Need a little more information. What is on the outside of the garage? What is the pitch of the roof? What is the total span of the garage?


----------



## Joe Carola (Apr 14, 2006)

reality said:


> What is the pitch of the roof?


Why does that matter, it's on the gable end.


----------



## bushmoose (Oct 17, 2010)

The building is 22'x30'. all lumber is rough sawn with 7/16 osb sheathing on the outside. Vinyl siding next spring. 2"x6" walls and the roof is going to be 5/12 pitch 2x4 trusses


----------



## househugger (Nov 23, 2010)

Is there any snow load to consider for your roof?

Really though, the gable end of the roof generally supports itself so you shouldn't get much of a load on that door. But. . . I'd still do better than 2-2x8's and go 2-2x10's.


----------



## DarKarvin (Nov 27, 2010)

my opinion is: get it engineered, seriously...you don't know the loads, a gable puts the load downward, not outward, 2x8...way way too small


----------



## Gary in WA (Mar 11, 2009)

IF the gable rafters are continuous and without any notches for the look-outs (out-riggers), the header would only support the wall framing above. With notches = the gable roof overhang loads and the gable rafter PARTIAL load. Very hard to figure as the fly rafter load would counter weight the second rafter in's up-lift, pivoting on the gable rafter. The pertinent question is- Are the overhang framing blocks on edge, bearing on the wall *or* laying flat, notched into the gable rafter?

1- 2x6x10' span of Doug/Fir N. fb1700# will carry 730# or 73# per foot. 

2-2x6 will carry 1400#= 140#per ft. 

2-2x8 carry 2450#= 245#per ft. With a 2 foot overhang and 50#snow load, 25# dead load= 75# X 3' = 225# load That is figuring the wall is carrying the full overhang (2') and the 1' inside load from gable wall. Worst case load, no gable rafter. Don't know your snow load.....

Gary


----------



## househugger (Nov 23, 2010)

GBR in WA said:


> IF the gable rafters are continuous and without any notches for the look-outs (out-riggers), the header would only support the wall framing above. With notches = the gable roof overhang loads and the gable rafter PARTIAL load. Very hard to figure as the fly rafter load would counter weight the second rafter in's up-lift, pivoting on the gable rafter. The pertinent question is- Are the overhang framing blocks on edge, bearing on the wall *or* laying flat, notched into the gable rafter?
> 
> 1- 2x6x10' span of Doug/Fir N. fb1700# will carry 730# or 73# per foot.
> 
> ...


Now there's an intelligent answer!:thumbsup:


----------



## spitze (Jun 16, 2015)

i think no one uderstands,
as i see it the gable end of the roof needs no support at all
it supports it self the entier span does it not?


----------



## mako1 (Jan 7, 2014)

spitze said:


> i think no one uderstands,
> as i see it the gable end of the roof needs no support at all
> it supports it self the entier span does it not?

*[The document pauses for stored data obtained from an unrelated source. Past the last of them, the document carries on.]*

PR #411, opened 2022-06-22
[scorecards] update donate button in page header

### LINKED ISSUE #409: Change donate button for CEUK on Scorecards
From Annie:

"our donate link has now been updated for CE UK.
Could you change the current donate button on the Scorecards site (the crowdfunder) to the one found on this page - https://www.climateemergency.uk/ (this link: https://www.paypal.com/donate?token=ooFAgT1myYlX47dGI06bCoUTffzlA0Sd1JkCKJZDGJ79jsma-Dm0ZGqFib6rxa3w0MCX_9jobx6AEnnm)"

The button is the one in the banner below the header bar

Screenshot 2022-06-15 at 14 55 07

The link it should go to is: https://www.paypal.com/donate?token=ooFAgT1myYlX47dGI06bCoUTffzlA0Sd1JkCKJZDGJ79jsma-Dm0ZGqFib6rxa3w0MCX_9jobx6AEnnm

struan:
I've used the paypal button from the CEUK page as the link provided didn't seem to work and also I suspect paypal requires you to use their button.

Screenshot 2022-06-22 at 10 34 44

What I can't work out is how to disable the hover effect of the background colour showing through. I've set the transition to none but no joy. Possibly @lucascumsille can fix this.

Fixes #409

### DIFF
--- a/scoring/static/scoring/scss/input.scss
+++ b/scoring/static/scoring/scss/input.scss
@@ -48,3 +48,10 @@ input {
     background-repeat: no-repeat;
     background-position: right 10px center;
 }
+
+// CEUK donate button
+input#ceuk-donate {
+    background: none;
+    color: inherit;
+    border: none;
+}
--- a/scoring/templates/scoring/base.html
+++ b/scoring/templates/scoring/base.html
@@ -69,8 +69,8 @@
         </div>
     </nav>
     <nav class="subheader bg-blue-gradient">
-        <span>Please help Climate Emergency UK by supporting our Crowdfunder. We rely on donations to remain independent.</span>
-        <a class="btn donation ml-2" href="https://www.crowdfunder.co.uk/p/council-climate-scorecards">Donate now</a>
+        <span>Please help support Climate Emergency UK. We rely on donations to remain independent.</span>
+        <form action="https://www.paypal.com/donate" method="post" target="_top"><input type="hidden" name="hosted_button_id" value="JB823YSUV5X9S"><input id="ceuk-donate" type="image" src="//www.paypalobjects.com/en_GB/i/btn/btn_donate_LG.gif" name="submit" title="PayPal - The safer, easier way to pay online!" alt="Donate with PayPal" border="0"><img alt="" src="//www.paypal.com/en_GB/i/scr/pixel.gif" width="1" height="1" border="0"></form>
     </nav>
 
 {% block content %}{% endblock %}


scoring/static/scoring/scss/input.scss
```diff
@@ -48,3 +48,10 @@ input {
     background-repeat: no-repeat;
     background-position: right 10px center;
 }
+
+// CEUK donate button
+input#ceuk-donate {
+    -moz-transition: none;
+    -webkit-transition: none;
+    transition: none;
```
zarino, line 56: Rather than these `transition` lines, you probably want something like this:

```scss
#ceuk-donate {
background: none;
color: inherit;
border: none;
}
```

(Removes the background and border, and thanks to the ultra-high specificity of the ID selector, this trumps even the hover effects on the more generic `input:hover` … and also sets the `color` to inherit the default dark text colour of the parent so that, in the unlikely situation that the button image fails to load (it’s a third-party resource – could happen!), the fallback alt text will be a legible black on pale green, rather than white on pale green.)

scoring/templates/scoring/base.html
```diff
@@ -69,8 +69,8 @@
         </div>
     </nav>
     <nav class="subheader bg-blue-gradient">
-        <span>Please help Climate Emergency UK by supporting our Crowdfunder. We rely on donations to remain independent.</span>
-        <a class="btn donation ml-2" href="https://www.crowdfunder.co.uk/p/council-climate-scorecards">Donate now</a>
+        <span>Please help support Climate Emergency UK. We rely on donations to remain independent.</span>
+        <form action="https://www.paypal.com/donate" method="post" target="_top"><input type="hidden" name="hosted_button_id" value="JB823YSUV5X9S"><input id="ceuk-donate" type="image" src="//www.paypalobjects.com/en_GB/i/btn/btn_donate_LG.gif" name="submit" title="PayPal - The safer, easier way to pay online!" alt="Donate with PayPal button" border="0"><img alt="" src="//www.paypal.com/en_GB/i/scr/pixel.gif" width="1" height="1" border="0"></form>
```
zarino, line 73: Such a small thing, but I _think_ the `alt` text of the `<input type="image">` here is what will get read out in assistive devices (it is, at least, in VoiceOver on Mac) and as a result, users will hear something like:

> "Donate with PayPal button"

or worse (as is the case in VoiceOver):

> "Donate with PayPal button, button"

I’d drop the "button" from the `alt` text – it makes sense without it.

zarino (changes requested):
A couple of small fixes.

scoring/templates/scoring/base.html
lucascumsille: No worries @zarino I'll take a look on this sprint.

struan: I've pushed a fixup for both these things.

zarino (approved):

PR #414, opened 2022-06-28
[CAPE] fix modal submit handlers

struan:
The submit handler for the interstitial was no longer setting the never
show again property in local storage, but the download modal was so swap
these around.

### DIFF
--- a/caps/static/caps/js/main.js
+++ b/caps/static/caps/js/main.js
@@ -180,7 +180,7 @@ $('#feedback-email').on('keyup change', function(){
     }
 })
 
-$('form[data-ajax-feedback-submit]').on('submit', function(e){
+$('form[data-ajax-submit]').on('submit', function(e){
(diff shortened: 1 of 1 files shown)


zarino (approved):
Yikes, how did this slip past us!

I wonder whether this ~~(showing our feedback popup on every pageload for newish visitors over the last few weeks)~~ is a lesson to finally make us write some integration tests for the JavaScripty bits of the site? Cypress tests for the feedback and data download modals would have caught this typo.

Edit: Turns out it wasn’t quite as bad as this – the `skipped-interstitial` logic still worked, so people who _skipped_ the form wouldn’t see it again, but people who _submitted_ it would. I think…

struan:
It won't have been doing that as if they close it then the "do not show for a week" thing still works so I guess they'd only have seen it twice. Still not great.

PR #415, opened 2022-07-04
[CAPE] Additional filtering design

lucascumsille:
This PR has four commits:
The first one tackles all the observations made by @zarino [in here](https://github.com/mysociety/caps/pull/374#issuecomment-1168520738), such as:

- Full width for the filter and table
- Grid display for filters
- Responsive table
- Houdini label is centred

Everything is working fine till that commit. However, I tried to give a visible focus state for the advanced filter button, but it didn't work.

To make it more accessible I added the next 2 commits that changed the Houdini label and input into a button element. I realised that replacing the advanced filter checkbox with a button broke the feature that kept the advanced filter open when one of them was active. So I added a function to detect if any options on the select element were different from "All". If so, keep the div with the advanced filter open. However, the sort by is not working on these two commits, and I didn't realise why it is happening.

The last commit is kind of unrelated, but adds the "btn--open-div" as a proper component so that we can reuse it when we need it.


lucascumsille:
If we end up using the last commit I could replace the button on score-card table on a council page, that way we could get rid of the specific code on `main.js` just for that element.

caps/static/caps/js/main.js
```diff
@@ -312,6 +312,32 @@ if ($selectedArray.every( (val, i, arr) => val === arr[0])) {
...
+        $btn.removeClass('open');
+        $target.removeClass('open');
+        $btn.text($defaultButtonText);
+    } else {
+        $btn.addClass('open');
+        $target.addClass('open');
+        $btn.text($closeButtonText);
+    }
+});
+// END OPEN DIV BUTTON
```
struan, line 340: I'm not sure I understand what this is for?

caps/static/caps/js/main.js
```diff
@@ -312,6 +312,32 @@ if ($selectedArray.every( (val, i, arr) => val === arr[0])) {
...
+    Filter by authority type and others...
+</button>
+<div class="open-target"></div>
+
+In a case by case, the open-target should have the neccesary display property
+By default it will be block
+*/
+$('.btn--open-div').each(function(){
+    var $btn = $(this);
+    var $target = $btn.closest.next('.open-target');
```
struan, line 327: missing () at the end of `closest`

caps/static/caps/js/main.js
struan: Also, it feels like this is in contrast to the block that opens the div if there's a filter selected.

caps/static/caps/js/main.js
```diff
@@ -271,27 +271,48 @@ $('.scorecard-table').each(function(){
...
+// This part check if there is any advanced filter active
+var $selectedArray = [];
+$(".open-target select").each(function() {
+    var $selectElement = $(this);
+    $selectedArray.push($selectElement.find(":selected").text());
 });
 
+if ($selectedArray.every( (val, i, arr) => val === arr[0])) {
+    console.log( $selectedArray)
+    $btn.removeClass('open');
```
struan, line 304: debug here and below

struan (changes requested):
Looks good but there's some JS I don't really understand/think is needed.

lucascumsille:
Thanks @struan I added some fixups amending the issues you found.

caps/static/caps/js/main.js
lucascumsille: You are right, those functions were conflicting with each other. So I ended up renaming the variables for the `#button-advanced-filter`. This one also uses different button text, so the code for `.btn--open-div` with the "Show more" and "Show less" text won't suffice. 

[The [CAPE] Added button to open div](https://github.com/mysociety/caps/pull/415/commits/a9bb96280d6a2676f7196646ee3d73597224c23d) was included so we can have a button we can reuse, not only for the .scorecard-table, but anywhere on the website.

struan (approved):
this looks good.

zarino (approved):
In reviewing this, I was struck by how overcomplicated all of the markup, CSS, and JavaScript had got – in both this branch and [225-additional-filtering](https://github.com/mysociety/caps/tree/225-additional-filtering). It’s nobody’s fault, just the result of an incredibly long, drawn-out ticket that had passed between multiple people many times, with changing goalposts all the way along.

I’ve had a go at simplifying the markup, CSS, and JavaScript, to make it easier to maintain in future.

One thing I couldn’t work out how to do, was to add a `form` attribute to the sorting field (inside `<div id="sort-by-wrapper">`) so that we could drop the sort field _inside_ the form, and just use that one _outside_ the form instead. I think it would require creating another subclass of `DefaultSecondarySortFilter`, which accepts a `form` parameter from the template. I’ve added `<!-- TODO -->` comments to the template which hopefully explain what I mean.

@lucascumsille can you check out this branch, pull, and check you’re happy with how it looks? Then we’ll get this squashed into a single commit, and merged into [225-additional-filtering](https://github.com/mysociety/caps/tree/225-additional-filtering).

lucascumsille:
@zarino  Looks good, thanks for the feedback.
I just added a commit that hides the advanced filter button when javascript is disabled, but don't use the commit if the extra lines of code are not really worth it.

struan:
This does mean that at the moment you can't sort without JS enabled which is not ideal?

I realise the `form=` thing is meant to fix that but having had a look it's not obviously trivial and I think getting this live and maybe opening a second ticket to fix that is the best thing to do.

Issue #3947, opened 2026-06-25
bug(api): demo first-answer dead-ends — executeSQL rejects whitelisted tables ("not in the allowed list") despite /api/v1/tables listing them


msywulak:
## Summary

A brand-new user who completes signup and connects the **NovaMart demo dataset cannot run a single query**. Every `executeSQL` call is rejected with:

> `Table "X" is not in the allowed list. Open admin → Semantic to add this table.`

— even though the workspace's own `GET /api/v1/tables` whitelist and `GET /api/v1/semantic/entities` both list all 13 demo tables, **including the rejected ones**. This breaks the entire cold-start "explore demo data → first answer" flow that `v0.0.27` shipped: the dataset-derived success-page starter prompts (#3935) all dead-end on the user's very first action.

Found during the #3943 prod 3-region signup verification (us tracer, prod `app.useatlas.dev`), immediately after the `v0.0.27` release.

## Reproduction

1. Sign up fresh on prod (`app.useatlas.dev`) → email OTP → name workspace → pick region (us) → **connect the NovaMart demo dataset** → reach `/signup/success`.
2. Click any dataset-derived starter prompt (e.g. *"What are the top 10 products by revenue this quarter?"*) — or ask any question in the app.
3. The agent explores the schema (it successfully `cat`s `entities/order_items.yml`), writes a correct SQL query, then `executeSQL` returns: `Table "order_items" is not in the allowed list. Open admin → Semantic to add this table.`
4. A second query referencing `products` / `categories` fails identically: `Table "products" is not in the allowed list.`

The agent (correctly, given the error) tells the user to go to Admin → Semantic and add the tables — a dead-end first-run experience.

## The contradiction (evidence)

For the **same** freshly-provisioned workspace (`workspaceId lHc3YrYJxrJE8hHzMYFWbjhZPNSXBpZm`, region `us`):

- `GET /api/v1/tables` → **200**, 13 tables: `categories, customers, email_campaigns, inventory_levels, order_items, orders, payments, product_reviews, products, promotions, returns, sellers, shipments`.
- `GET /api/v1/semantic/entities` → **200**, 13 entities (incl. `order_items`, `categories`, `orders`).
- But `executeSQL` (agent loop) **rejects** `order_items`, `products`, `categories` as "not in the allowed list."

So the schema-explorer / whitelist endpoint and the `executeSQL` validation whitelist **disagree for the same workspace + connection**. The agent cannot query tables the workspace itself lists as available.

[...]

Issue #3932, opened 2026-06-24
fix(web,api): demo-onboard composer dead-end — draft entities hidden behind published-mode gate (F1, P0)


msywulak:
**P0 launch-blocker (milestone #74).** Split out from the #3925 cold-start audit (`docs/development/cold-start-activation-audit.md` §F1) so it can be shipped.

After a brand-new user signs up and chooses **"Explore demo data"**, the authed home chat shows "Connect data to get started" and **hides the composer** — even though the demo datasource is connected. A user who did everything right cannot ask anything, at the exact activation moment. This is the standout v0.1.0 blocker from the audit.

## Root cause (verified against the DB)
- `/use-demo` imports the bundled semantic layer as `status='draft'` (17 entities for the new org) and flips the **install** row to `status='published'` — by design (#3683 / #2744): the published *install*, not the entity status, is meant to make draft entities visible.
- The chat data-setup gate (`use-datasource-summary.ts`) calls `/api/v1/semantic/entities`, which defaults to **`published`** mode for a fresh user → returns **0** (all 17 entities are drafts) → `tableCount === 0` → `<ConnectDataPrompt>` renders and the composer is hidden.

The published-mode entity list does not surface install-backed draft entities, contradicting the demo-seed design.

## Candidate fixes — content-mode invariant decision (pick one before implementing)
- **(a) — RECOMMENDED:** the data-setup gate keys off "is data connected?" (datasource / published-install presence, or a draft-inclusive count), not a published-entity count. Smallest semantic change; generalizes to any install-backed onboarding rather than special-casing demo.
- **(b):** the published-mode entity list includes entities backed by a published install. Widest blast radius — changes what *every* published-mode consumer sees, including the agent.
- **(c):** `/use-demo` publishes the imported entities. Most localized, but directly contradicts the #3683/#2744 draft-by-design intent.

Touches the content-mode system (`docs/development/content-mode.md`, content-mode ADRs) — **not a safe polish change**; record the chosen invariant.

## Key files
- `packages/web/src/ui/hooks/use-datasource-summary.ts` — the data-setup gate (`tableCount`)
- `packages/web/src/app/(workspace)/page.tsx` — `<ConnectDataPrompt>` / composer visibility
- `/api/v1/semantic/entities` route handler — published-mode default for fresh users
- the `/use-demo` endpoint — imports entities as draft, flips install to published
[...]

PR #3963, opened 2026-06-25
fix(api): demo first-answer dead-end — union unpinned whitelist for the real conversation connection id (#3961)

### LINKED ISSUE #3961: bug(api): #3947 demo first-answer dead-end NOT fixed in v0.0.28 — executeSQL still rejects whitelisted demo tables in prod
The #3947 fix (`10a42773c`, shipped in **v0.0.28** / `85881305f`) does **not** resolve the demo first-answer dead-end in production. Verified by re-running `/verify-prod-signup` against prod immediately after the v0.0.28 prod deploy landed on all regions.

A freshly-signed-up demo user's first `executeSQL` is still rejected with **`Table "orders" is not in the allowed list. Open admin → Semantic to add this table.`** — the exact #3947 symptom — even though `/api/v1/tables` and `/api/v1/semantic/entities` both list the 13 NovaMart demo tables for the same workspace.

## Reproduction (prod, 2026-06-25, post-v0.0.28)

- **Fresh us-region signup** (`matt+us@useatlas.dev`, workspace `Atlas US Verify`, region `us`, NovaMart demo): first starter prompt ("GMV this month vs last month") → agent writes correct SQL against `orders` → **rejected "not in the allowed list."**
- **Existing apac-region workspace** (prior run): identical failure on the same prompt.
- Both regions run `85881305f`, which provably contains the fix (`git merge-base --is-ancestor 10a42773c 85881305f` → true). So this is **region-independent and not a stale-workspace artifact** — the fix is ineffective in prod.

### Evidence (authed fetches from the fresh us workspace)
- `GET /api/v1/tables` → **200, 13 tables** incl. `orders`, `order_items`, `customers`, `categories`, `payments`, `returns`.
- `GET /api/v1/semantic/entities` → **200, 13 entities**, includes `orders`.
- `GET /api/v1/mode` → `{ mode: "published", demoConnectionActive: true, demoIndustry: "ecommerce", hasDrafts: false }`.
- `executeSQL` (agent loop) → rejects `orders` as not-whitelisted.

→ The schema-explorer whitelist (`resolveAllowedTables`, used by `/api/v1/tables`) and the query-time whitelist (`getOrgWhitelistedTables`, used by `executeSQL`) **still disagree** — exactly the #3947 condition the fix was meant to close.

## Root-cause hypothesis (prime suspect)

The #3947 fix broadened the fallback in `getOrgWhitelistedTables` (`whitelist.ts:846-866`) to union all buckets — **but only when `connectionId === "default"`** (the literal unpinned sentinel):

```ts
if (tables.size === 0 && connectionId === "default" && byConnection.size >= 1 && !byConnection.has("default")) { /* union */ }
```

However, `executeSQL` rarely passes the literal `"default"`. In `tools/sql.ts:2436`:

```ts
const currentMember = groupTargetMember ?? connectionId ?? requestContextConnectionId ?? "default";
```

For a **fresh demo conversation** (reach = `all`, no agent-named `group`), the `if (group !== undefined || reachState.kind === "focus")` branch at `sql.ts:2387` is **skipped**, so `groupTargetMember` is `undefined`. `currentMember` then collapses to **`requestContextConnectionId`** — which for a demo workspace is a real, non-`"default"` connection/group id (e.g. the demo install's `connection_group_id`/member id) stamped by the chat route.

If that resolved `currentMember` id does **not** match the bucket key the demo entities are stored under, then:
1. the direct lookup `byConnection.get(currentMember)` **misses**, AND
2. the union fallback is **bypassed** because `currentMember !== "default"`.

→ empty set → every demo table rejected. The fix guarded the literal-`"default"` path, but the real prod path resolves a non-`"default"` id via `requestContextConnectionId`. The unit test added in `10a42773c` exercises `getOrgWhitelistedTables(orgId, "default", …)` directly, so it passes while the real `executeSQL` boundary (which passes `requestContextConnectionId`) still fails.

## Key files

- `packages/api/src/lib/semantic/whitelist.ts:816` — `getOrgWhitelistedTables`; union fallback `846-866` (only fires for literal `"default"`).
- `packages/api/src/lib/tools/sql.ts:2436` — `currentMember = groupTargetMember ?? connectionId ?? requestContextConnectionId ?? "default"` (the id actually passed to the whitelist on a demo first answer).
- `packages/api/src/lib/semantic/whitelist.ts` — `resolveAllowedTables` (the path `/api/v1/tables` uses, which DOES list the demo tables — the source of the disagreement).

## Acceptance criteria

- [ ] A fresh demo-only signup's **first** starter-prompt query returns a **result table** (not "not in the allowed list") in all three regions (`us`/`eu`/`apac`).
- [ ] The query-time whitelist resolves the **same 13 demo tables** `/api/v1/tables` advertises, for the `currentMember` value a real demo conversation carries (reach=`all`, no group, `requestContextConnectionId` = the demo connection/group id) — not only for the literal `"default"` sentinel.
- [ ] A regression test added at the **`executeSQL` boundary** (or one that feeds `getOrgWhitelistedTables` the actual `requestContextConnectionId` a demo conversation produces), so a fix that only satisfies the literal-`"default"` unit test can't pass while prod still dead-ends. The existing live-PG test (`demo-publish-visibility-pg.test.ts`) should assert the real resolved member id, not `"default"`.
- [ ] Re-run `/verify-prod-signup` (all 3 regions) green on the first answer.

## Dependencies

- Regression of **#3947** (the fix `10a42773c` / PR #3954 did not take in prod).
- Surfaced by `/verify-prod-signup` after the **v0.0.28** prod release.

msywulak:
## Problem

`/verify-prod-signup` re-ran against prod immediately after the **v0.0.28** deploy and the demo first-answer dead-end (#3947) was **still live**: a fresh demo signup's first `executeSQL` is rejected with `Table "orders" is not in the allowed list`, even though `/api/v1/tables` and `/api/v1/semantic/entities` both list the 13 NovaMart demo tables.

## Root cause

#3947 broadened the union fallback in `getOrgWhitelistedTables`, but keyed it on the literal `connectionId === "default"` sentinel **only**. The real prod path never passes `"default"`:

- An **unpinned** chat conversation ("All sources" reach, no agent-named group) collapses `executeSQL`'s `currentMember` to the conversation's own `requestContextConnectionId` — a real, non-`"default"` connection id stamped by the chat route.
- That real id matches **no entity bucket** (entities key under `connection_group_id` — `__demo__`, a group id, member ids — never `"default"`), so the direct lookup misses **and** the literal-`"default"` union is bypassed → empty set → every demo table rejected.
- Meanwhile `GET /api/v1/tables` is fetched by the web page **with no `connectionId`** → `groupKey = "default"` → unions → still lists all 13 tables. That advertise/enforce asymmetry is the exact #3947 condition, on the path #3947's test never exercised (it pinned the literal `"default"`).

## Fix

`validateSQL` derives an `unpinned` signal from the `RequestContext` and threads it to `getOrgWhitelistedTables`:

```ts
const unpinnedAllSources =
  reachStateFromColumn(sqlReqCtx?.groupReach).kind === "all" && // All-sources reach (canonical SSOT decoder)
  connectionId !== undefined &&
  connectionId === sqlReqCtx?.connectionId;                     // the lookup id IS the conversation's own connection
```

The union now fires for the real-id unpinned case, not only the literal sentinel.

- **Isolation preserved.** The `connectionId === reqCtx.connectionId` clause keeps `unpinned = false` for an agent pin to a *sibling* connection, so an explicit pin is never widened. A non-empty pinned bucket is isolated by the existing `tables.size === 0` direct-hit short-circuit; a loaded-but-empty org stays fail-closed (`byConnection.size >= 1`).
- **No-context callers unchanged.** MCP / scheduler / direct tool calls (no `RequestContext`) fall back to the literal-`"default"` path exactly as before.

## Tests

New live-PG `#3961` block in `demo-publish-visibility-pg.test.ts`:
- feeds the lookup the **actual real conversation connection id** a demo first answer carries (not `"default"`), asserting dead-end without the flag and resolution with it — so a fix satisfying only the literal-`"default"` unit test fails here (AC3);
- a full `validateSQL`-boundary test inside `withRequestContext` (accept unpinned / reject focused / **reject sibling-pin with an empty-bucket sibling that genuinely locks the isolation clause** — verified red→green by dropping the clause).

The existing #3947 / #3932 blocks still pass.

## Acceptance criteria

- [x] The query-time whitelist resolves the same demo tables `/api/v1/tables` advertises, for the `currentMember` value a real demo conversation carries — not only the literal `"default"` sentinel.
- [x] Regression test at the `executeSQL`/`validateSQL` boundary (feeds the real `requestContextConnectionId`).
- [ ] Re-run `/verify-prod-signup` (all 3 regions) green on the first answer — **post-merge/release verification** (this PR deploys to staging; prod is `/release`-gated).

## Reviewer note (acknowledged, not blocking)

The `unpinned` signal is threaded into the **enforcement** seam (`validateSQL`) only, not the **advertise** seam (`resolveAllowedTables` / `/api/v1/tables`). On equivalent inputs the two stay in lockstep (no-`connectionId` → both union via `"default"`; explicit pin → both that bucket), and the demo path — which fetches `/tables` with no `connectionId` — is unaffected. The only divergence is a hypothetical `/tables?connectionId=<conversation's own id>`, where enforce(union) ≥ advertise(bucket) — the **safe** direction (never advertises a table it won't enforce). `resolveAllowedTables` is a stateless per-connection resolver with no conversation context, so it can't know a given id is "the conversation's own"; reconciling would require giving it a RequestContext-derived unpinned concept — a separate design question, not needed for this fix.

Internal review panel (silent-failure-hunter / type-design-analyzer / pr-test-analyzer / comment-analyzer): no CRITICAL/HIGH; all MEDIUM/LOW addressed inline (reach SSOT, isolation-clause test lock, comment accuracy) or acknowledged above.

Closes #3961

> [!NOTE]
> ### Fix demo first-answer dead-end by unioning whitelist buckets for unpinned conversation connections
> - In demo chat flows, a real `requestContextConnectionId` (not `'default'`) was passed to `getOrgWhitelistedTables`, causing an empty direct lookup and blocking query validation against demo tables.
> - [`whitelist.ts`](https://github.com/AtlasDevHQ/atlas/pull/3963/files#diff-e3bdaac61983f441334f9a76c457b832047f6c8579e3bdac4ff2db4f6a429969) extends `getOrgWhitelistedTables` with an `opts.unpinned` flag that triggers the union-of-all-buckets fallback when the direct hit is empty, independent of the `'default'` sentinel.
> - [`sql.ts`](https://github.com/AtlasDevHQ/atlas/pull/3963/files#diff-aff638412280e753f8b324c261136e133472c2e24d24882f34736d3700920e17) derives `unpinned` in `validateSQL` when the conversation has All-sources reach and the `connectionId` matches the request context connection — passing it through to `getOrgWhitelistedTables`.
> - Agent-pinned sibling connections are explicitly excluded from widening, preserving their isolation.
> - Risk: any org where the direct bucket lookup is empty and reach is `'all'` will now receive the full union whitelist instead of an empty set.
>
> 
>
> <details>
> <summary>📊 <a href="https://app.macroscope.com">Macroscope</a> summarized 2b8c904. 2 files reviewed, 0 issues evaluated, 0 issues filtered, 0 comments posted</summary>
>
> ### 🗂️ Filtered Issues
> No issues evaluated.
>
>
> </details>
>

### DIFF
--- a/packages/api/src/lib/semantic/__tests__/demo-publish-visibility-pg.test.ts
+++ b/packages/api/src/lib/semantic/__tests__/demo-publish-visibility-pg.test.ts
@@ -44,6 +44,9 @@ import {
   _resetWhitelists,
   _resetPluginEntities,
 } from "@atlas/api/lib/semantic/whitelist";
+import { connections } from "@atlas/api/lib/db/connection";
+import { withRequestContext } from "@atlas/api/lib/logger";
+import { validateSQL } from "@atlas/api/lib/tools/sql";
 
 const TEST_DB_URL = process.env.TEST_DATABASE_URL;
 const describeIfPg = TEST_DB_URL ? describe : describe.skip;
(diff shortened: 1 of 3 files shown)


msywulak:
**Acknowledging Macroscope's Medium / "Needs human review" — merging anyway (intended, execution-safe behavior).**

The flagged widening fires **only** for an *empty-bucket* self-pin (`tables.size === 0`); a pin to a connection that has its own entities never unions (the `tables.size === 0` direct-hit short-circuit). But "an unpinned All-sources conversation whose own connection id has no matching entity bucket" **is exactly the #3961 demo case** — the connection id (`requestContextConnectionId`) misses because demo entities key under `connection_group_id`, so the union is the *required* behavior, not a defect. There is no signal at the `validateSQL` boundary to distinguish an explicit self-pin to an entity-less connection from the implicit demo default (both are `connectionId === reqCtx.connectionId` + empty bucket), and Macroscope's suggested fail-closed "fix" would re-break the demo first answer this PR exists to repair.

It is also **execution-pool-safe**: the query runs against the pinned connection's pool, so a whitelisted table that lives in a *different* connection does not exist there and fails at execution — the widening is same-org whitelist permissiveness, never cross-connection data access. The internal review panel reached the same conclusion (rated LOW), and the isolation behavior that *does* matter — an agent pin to a **sibling** connection — is held by the load-bearing `connectionId === sqlReqCtx?.connectionId` clause and locked by the empty-sibling regression test (verified red→green).

Per Atlas merge policy Macroscope is advisory (never a required gate) and `main` deploys to staging, not prod. Merging.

 WRONG Listen to the experts.


----------



## Gymschu (Dec 12, 2010)

Pictures would go a long way toward giving better answers.


----------



## Msradell (Sep 1, 2011)

Guys you need to look at the date of the original posts in this thread, they were for a half years ago! I'm sure the problem has either been corrected or have fallen down since then!


----------